Actually, just out of the theatre, I said to myself "I wanna make sand too!!".
The problem was that at that time I was familiar only with 3DS Max and Maya and none of them had a particle system good enough to make this kind of effect (nParticles system was released two years later).
Browsing around I learned that sandman effect was done with Houdini... and that was the exact moment when I started studying this software! :)
Anyway, the sand simulator of Spiderman 3 is a proprietary tool developed internally by Sony Pictures Imageworks and is not available in Houdini.
Houdini has a fluid solver called "Sand Solver", based on both PIC/FLIP methods and specifically designed for sand simulations. After release 10, it was hidden from the interface because the FLIP method is (=should be) handled better by the new FLIP fluid solver. After some tests in which I basically added a matrix strain field and a GAS Sand Forces microsolver to a particle FLIP fluid, I was frustrated by liquid-like sand simulations.

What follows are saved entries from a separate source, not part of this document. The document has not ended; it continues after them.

PR #4310, opened 2026-06-18
Refactor/lesq 2065/search pages to app router

couplm:
## Description

Music year: 1956

- Move search pages to app router
- Honestly I don't know much about this having never worked with the pages system before, so when going in I thought it'd be simple but lots of things went wrong and I ended up shaving some yaks unexpectedly.
- I had copilot help with some of it, mainly the bit where it uses `compat` router to try and mediate between `next/router` and `next/navigation` so while copilot understands these React nuances better than I do, it could be janky in a way I don't understand yet.

## How to test

2. Search using the search bar
3. You should be able to see search results and navigate across pages correctly

## Checklist

- [ ] Design sign-off


couplm:
@copilot please write a summary of paths to test during manual QA

src/app/(core)/teachers/search/helpers/index.ts
```diff
@@ -7,25 +14,119 @@ import {
...
+    return "Subject filter" as FilterTypeValueType;
+  } else if (isContentTypeFilter) {
+    return "Content type filter" as FilterTypeValueType;
+  } else if (isExamBoardFilter) {
+    return "Exam board filter" as FilterTypeValueType;
+  } else if (slug === "new") {
+    return "Lesson Cohort filter" as FilterTypeValueType;
+  } else {
+    return "Unknown filter" as FilterTypeValueType;
+  }
```
carlmw: casting here hides type errors. "Unknown filter" isn't a valid `FilterTypeValueType`. 

If we're hitting that branch then we're probably encountering a bug and that will suppress it and send junk to tracking.

Since this is only tracking it's probably better to fail gracefully. So we can return `null` and use that to skip tracking with invalid properties.

Then we can report the error and deal with it. We're likely to hit this branch if data is released without schemas being updated.

`search/unknown-filter-type` isn't a real error code here, so would need an update in OakError to add a case for it.

```suggestion
export const getFilterType = (slug: string): FilterTypeValueType | null => {
  const isKeystageFilter = keystageSlugs.safeParse(slug).success;
  const isYearFilter = yearSlugs.safeParse(slug).success;
  const isSubjectFilter = subjectSlugs.safeParse(slug).success;
  const isContentTypeFilter = slug === "lesson" || slug === "unit";
  const isExamBoardFilter = examboardSlugs.safeParse(slug).success;

  if (isKeystageFilter) {
    return "Key stage filter";
  } else if (isYearFilter) {
    return "Year filter";
  } else if (isSubjectFilter) {
    return "Subject filter";
  } else if (isContentTypeFilter) {
    return "Content type filter";
  } else if (isExamBoardFilter) {
    return "Exam board filter";
  } else if (slug === "new") {
    return "Lesson Cohort filter";
  } else {
    reportError(new OakError({
      code: "search/unknown-filter-type",
      meta: {
        slug,
      },
    }));
    return null;
  }
```

src/app/(core)/teachers/search/page.test.tsx
```diff
@@ -19,43 +18,16 @@ const yearGroups = fixture.yearGroups;
 jest.mock("next/navigation");
 
 (usePathname as jest.Mock).mockReturnValue("/");
+(useSearchParams as jest.Mock).mockReturnValue(new URLSearchParams());
```
carlmw: just a nit, but Jest has a utility now that properly types mocked functions in place 🏄🏻 

```suggestion
jest.mocked(usePathname).mockReturnValue("/");
jest.mocked(useSearchParams).mockReturnValue(new URLSearchParams());
```

src/app/(core)/teachers/search/Search.view.tsx
```diff
@@ -88,8 +87,23 @@ const Search: FC<SearchProps> = (props) => {
...
+    const getParam = (param: string) => searchParams?.get(param) ?? "";
+    return {
+      keyStages: getParam("keyStages") || undefined,
+      examBoards: getParam("examBoards") || undefined,
+      contentTypes: getParam("contentTypes") || undefined,
+      subjects: getParam("subjects") || undefined,
+      yearGroups: getParam("yearGroups") || undefined,
+      curriculum: getParam("curriculum") || undefined,
+      page: getParam("page") || undefined,
+    };
```
carlmw: another nit, your helper here can also deal with reducing falsey values to `undefined`

```suggestion
    const getParam = (param: string) => searchParams?.get(param)?.trim() || undefined;
    return {
      keyStages: getParam("keyStages"),
      examBoards: getParam("examBoards"),
      contentTypes: getParam("contentTypes"),
      subjects: getParam("subjects"),
      yearGroups: getParam("yearGroups"),
      curriculum: getParam("curriculum"),
      page: getParam("page"),
    };
```

src/app/(core)/teachers/search/Search.view.tsx
```diff
@@ -548,6 +560,13 @@ const Search: FC<SearchProps> = (props) => {
                     hits={results}
                     allKeyStages={allKeyStages}
                     query={query}
+                    paginationNavigation={{
+                      route: pathname || "/",
+                      searchParams: searchParams
+                        ? new URLSearchParams(searchParams.toString())
+                        : null,
+                      push: (url: string) => router?.push(url),
+                    }}
```
carlmw, line 567: Pretty sure cloning searchParams is redundant here. `searchParams` is `ReadonlyURLSearchParams` which fits into `URLSearchParams` and anything that relies on it should be cloning rather than trying to mutate.

If you had a legitimate reason to clone feel free to ignore. 

```suggestion
                    paginationNavigation={{
                      route: pathname || "/",
                      searchParams,
                      push: (url: string) => router?.push(url),
                    }}
```

src/app/(core)/teachers/search/SearchView.tsx
```diff
@@ -0,0 +1,57 @@
...
+    allKeyStages,
+    allYearGroups,
+    allSubjects,
+    allContentTypes,
+    allExamBoards,
+    legacy: [{ slug: "new", title: "Show new only" }],
+    navigation: {
+      searchParams: searchParams
+        ? new URLSearchParams(searchParams.toString())
+        : null,
```
carlmw: Another clone that might not be needed? Still just a nit.

src/context/Search/useSearch.test.ts
```diff
@@ -49,70 +56,87 @@ jest.mock("@/common-lib/error-reporter/errorReporter", () => ({
     (...args: []) =>
       reportError(...args),
 }));
-const fetch = jest.spyOn(global, "fetch") as jest.Mock;
-jest.mock("next/dist/client/router", () => require("next-router-mock"));
```
carlmw, line 53: We should still be able to use `next-router-mock` for the compat import. The interface is the same.

`jest.mock("next/compat/router", () => require("next-router-mock"));`

Would spare us the big mock on LN70:93

might need some wider changes in the tests to use the mock interface, so no stress on this one.

src/context/Search/useSearch.ts
```diff
@@ -20,40 +24,51 @@ type UseSearchQueryReturnType = {
...
-    push,
-  } = useRouter();
+  const router = useCompatRouter();
+  const searchParams = useMemo(() => {
+    if (navigation?.searchParams) {
+      return navigation.searchParams;
+    }
+
+    return new URLSearchParams(router?.asPath?.split("?")[1] ?? "");
+  }, [navigation?.searchParams, router?.asPath]);
```
carlmw: `useSearchParams` works under both pages and app router so this could be reduced to:

```suggestion
  const appSearchParams = useSearchParams();
  const searchParams = navigation?.searchParams ?? appSearchParams;
```

Plus I think this hook is now only used under app router so maintaining back compat isn't needed

src/components/SharedComponents/Pagination/usePagination.ts
```diff
@@ -21,70 +18,104 @@ export type PaginationProps = {
...
   }, [currentPage, items, pageSize]);
 
   const firstItemRef = useRef<HTMLAnchorElement | null>(null);
   const paginationTitle =
     totalPages > 1 ? ` | Page ${currentPage} of ${totalPages}` : "";
-  const nextPageUrlObject = isLastPage
-    ? { pathname: router.asPath }
-    : { pathname: pathname, query: Object.fromEntries(nextPageParams) };
+
+  const baseParams = new URLSearchParams(searchParams.toString());
```
carlmw: Don't think cloning is needed if this is only used to build new `URLSearchParams`

src/components/SharedComponents/Pagination/usePagination.ts
```diff
@@ -21,70 +18,104 @@ export type PaginationProps = {
...
-  );
-  const currentPage = isNaN(pageNumber) ? 1 : pageNumber;
 
-  const nextPageParams = new URLSearchParams(encode(router.query));
-  nextPageParams.set("page", (currentPage + 1).toString());
+  const router = useRouter();
+  const route = navigation?.route || router?.asPath?.split("?")[0] || "/";
+  const searchParams =
+    navigation?.searchParams ||
+    new URLSearchParams(router?.asPath?.split("?")[1] ?? "");
```
carlmw: `usePathname` and `useSearchParams` can be used under both pages and app router. Only caveat being that they will be `null` on initial render. In this case that seems ok as it will settle quickly and the fallbacks will deal with .

```suggestion
  const pathname = usePathname();
  const appSearchParams = useSearchParams();
  const route = navigation?.route ?? pathname ?? "/";
  const searchParams = navigation?.searchParams ?? appSearchParams ?? new URLSearchParams();
```

src/components/SharedComponents/Pagination/usePagination.ts
```diff
@@ -21,70 +18,104 @@ export type PaginationProps = {
...
+      params.delete("page");
+    } else {
+      params.set("page", String(bounded));
+    }
+
+    if (navigation?.push) {
+      navigation.push(toHref(route, params));
+    } else {
+      void router?.push(toHref(route, params));
+    }
```
carlmw, line 124: My only concern with this approach is that under app router if `navigation` isn't set nothing will happen when clicking buttons. We'd pick that up in QA but the types don't reveal that.

We could add a comment to explain that or import both routers and fallback through them until one works.

```typescript
import { useRouter as useAppRouter } from "next/navigation";
import { useRouter as useCompatRouter } from "next/compat/router";

...

  const appRouter = useAppRouter();
  const compatRouter = useCompatRouter();

... 

  if (navigation?.push) {
    navigation.push(toHref(route, params));
  } else if (compatRouter) {
    compatRouter.push(toHref(route, params));
  } else {
    appRouter.push(url);
  }
```

carlmw (commented):
Porting pages to app router is a PITA. I've done a fair few now and it's finicky to maintain pages + app router compatibility. Many of the new app router hooks also work with pages (with the caveat that they're null on first render) so I think you can eliminate most uses of `useRouter`. it's only needed if you're doing actual routing

src/app/(core)/teachers/search/Search.view.tsx
```diff
@@ -15,13 +15,16 @@ import {
 import styled from "styled-components";
 import { useFeatureFlagVariantKey } from "posthog-js/react";
 
-import { SearchProps } from "./search.view.types";
+import { SearchProps } from "../../../../components/TeacherViews/Search/search.view.types";
```
njblore: keep an eye on the automatic imports we want to use the `@` alias wherever possible for readability, ie. `@/components/TeacherViews/Search/search.view.types`

src/app/layout.tsx
```diff
@@ -92,7 +93,9 @@ export default function RootLayout({
                   >
                     <AnalyticsWrapper>
                       <AppHooks />
-                      <SaveCountProvider>{children}</SaveCountProvider>
+                      <MenuProvider>
```
njblore, line 96: I am pretty sure MenuProvider is legacy and was just used for the old hamburger menu, is it needed in the app router? if so, I'd be questioning why 👀

src/components/SharedComponents/KeyStageKeypad/KeyStageKeypad.tsx
```diff
@@ -28,7 +28,9 @@ export type KeyStageKeypadProps = {
   keyStages: KeypadItem[];
 } & KeyStageOnClick;
 
-const KeypadLink: FC<KeypadItem & KeyStageOnClick> = (props) => {
```
njblore, line 31: I think this whole component is defunct and can be removed 🔥

src/app/(core)/teachers/search/page.tsx
```diff
@@ -0,0 +1,27 @@
...
+    index: false,
+    follow: true,
+  },
+};
+
+async function SearchPage() {
+  const curriculumData = await curriculumApi2023.searchPage();
+
+  return (
+    <Suspense fallback={null}>
```
njblore: does this Suspense do anything with a null fallback? and I'm not sure we want a suspense here anyway as this should be a statically rendered page right?

couplm: I think that an error told me to add it in, and it made sense to me at the time from a quick search but it is quite unfamiliar to me. I'll remove it again and check the error in case something else is wrong that's causing the warning

src/app/(core)/teachers/search/Search.view.tsx
couplm: I think I was having typing issues, for some reason it wasn't accepting them as the same in another area and can't remember if this was the same now. Will try this :)

src/app/layout.tsx
couplm: I got an error telling me it was necessary to add. I had to add it in to get other stuff moved over, but now they are moved I'll give removing it a go and see if I can figure out why it was required before

src/app/(core)/teachers/search/Search.view.tsx
carlmw: yeah, likely because `ReadonlyURLSearchParams` fits into `URLSearchParams`, but it will throw if you try to mutate the params. It's a defence inside Next to prevent you from altering the return of `useSearchParams` outside the router.

src/components/SharedComponents/Pagination/usePagination.ts
```diff
@@ -21,70 +23,108 @@ export type PaginationProps = {
...
-    ? { pathname: router.asPath }
-    : { pathname: pathname, query: Object.fromEntries(nextPageParams) };
+
+  const baseParams = new URLSearchParams(searchParams.toString());
+
+  const prevParams = baseParams;
+  if (currentPage - 1 <= 1) {
+    prevParams.delete("page");
+  } else {
+    prevParams.set("page", String(currentPage - 1));
```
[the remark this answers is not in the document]
carlmw: Sorry this was me not being clear in my comment, a clone is needed, but only once at the point of mutation.

The double cloning `baseParams = new URLSearchParams(searchParams)` -> `prevParams = new URLSearchParams(baseParams)` could just be `prevParams = new URLSearchParams(searchParams)`

RBrownsett:
@couplm looking good - just a small issue that on page load it shows the footer before focusing to the top of the page. I seem to remember seeing this issue when we made the the other pages in the app router and footer rendering before the main content. 

https://github.com/user-attachments/assets/6db18b5f-72f9-4c48-9f8e-7366db6c45f6

couplm:
> @couplm looking good - just a small issue that on page load it shows the footer before focusing to the top of the page. I seem to remember seeing this issue when we made the the other pages in the app router and footer rendering before the main content.
> Screen.Recording.2026-06-24.at.14.12.08.mov

@RBrownsett, thanks for flagging! Please could you try again when ready? I have had a look with throttling on and it appears to be OK, just a white screen fallback. Provided that's what we are wanting? Thanks!

RBrownsett:
@couplm page load now looks good, nice. One regression I've noticed is when you select a filter the page scrolls to the top. Before the page remained on the filters and user could select other without scrolling back down. I think adding some like { scroll: false }) when the search params are passed. Next app router docs seem to state that should work:

https://nextjs.org/docs/app/api-reference/functions/use-router#disabling-scroll-to-top

couplm:
> @/couplm page load now looks good, nice. One regression I've noticed is when you select a filter the page scrolls to the top. Before the page remained on the filters and user could select other without scrolling back down. I think adding some like { scroll: false }) when the search params are passed. Next app router docs seem to state that should work:
> 
> https://nextjs.org/docs/app/api-reference/functions/use-router#disabling-scroll-to-top

Thanks @RBrownsett ! I hadn't noticed that. Should be fixed now :)

RBrownsett (approved):
Tested across different devices and browsers, no further issues found. Events checked. Nice work

src/app/(core)/teachers/search/helpers/index.ts
```diff
@@ -1,15 +1,27 @@
-import { ParsedUrlQuery } from "querystring";
+import { ParsedUrlQuery } from "node:querystring";
```
carlmw: Not sure why this import changed but while the types for `node:querystring` are the same as the deprecated `querystring` package they're not the same package. 

Using node packages here introduces the possibility of them being pulled into the client side (though in this case it wont happen because this get tree shaken since the type is only used). It would likely blow up on you if a node built in package were imported - but who knows!

```suggestion
import type { ParsedUrlQuery } from "querystring";
```

Unless there was a genuine reason to change this i'd walk it back and make it a type only import.

`querystring` is a long dead package and everything should be using `URLSearchParams`, but that is a problem for another day.

Give me a shout if there is an issue

src/app/(core)/teachers/search/helpers/index.test.ts
```diff
@@ -1,23 +1,28 @@
-import { ParsedUrlQuery } from "querystring";
-
-import searchPageFixture from "../../node-lib/curriculum-api-2023/fixtures/searchPage.fixture";
+import { ParsedUrlQuery } from "node:querystring";
```
carlmw: Same package/type issue here
```suggestion
import type { ParsedUrlQuery } from "querystring";
```

carlmw (approved):
Just a thing about using a different package for type imports. Go go go 🥪

src/app/(core)/teachers/search/helpers/index.ts
couplm: I was confused reading this as I didn't remember doing it or know what it was about, but I can see now it is Sonarqube doing its thing. Thanks for this, wouldn't have known the difference otherwise :)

So I decided to try the "obsolete" Houdini sand solver. Even if hidden, it's still embedded inside the software and unhiding it is pretty easy: all you have to do is to run the following commands in Houdini Textport:
opunhide Dop sandsolver
opunhide Dop sandobject
opunhide Dop sandconfigureobject
After that, the two digital assets become visible in the DOP context and you can use them just like any other voxel fluid. Here is my test:opunhide Dop sandconfigureobject
As you can see, the result is good but still a little "liquid".
Physically talking, the most realistic approach to sand dynamics would be with rigid bodies, since the grains of sand are nothing more than tiny rocks. In the other hand, using rigid bodies to simulate thousands or millions of grains is of course prohibitive in terms of calculation speed.
The problem is that the advection method (typical of all fluids) that is used by FLIP solver doesn't allow particles to suddenly stop after an impact or when trapped (like they were rigid bodies) because velocity is deviated from obstacles instead of being subtracted; in addition, the absence of grain-to-grain friction causes a wrong dissipation of forces. GAS sand forces microsolver turns off the motion of internal matter (trapped grains) allowing the particles to stack and tries to give an idea of friction between grains, but the resulting "sand" never stop sliding until it flattens almost completely.
Making (more than) some modifications to Houdini sand with microsolvers and adding a POP network to store the final position of grains and avoid the liquid motion, I've obtained the result shown in the video below:
(simulation time: less than 3 minutes)
The simulation is better (and still fast) but I want something more. In the meantime, I've built from scratch a new sand solver with the same behaviour but containerless (just like FLIP fluids)... anyway I'm still not satisfied.
As soon as I have time I'll try to build another custom solver. When it will be ready, I will update this post.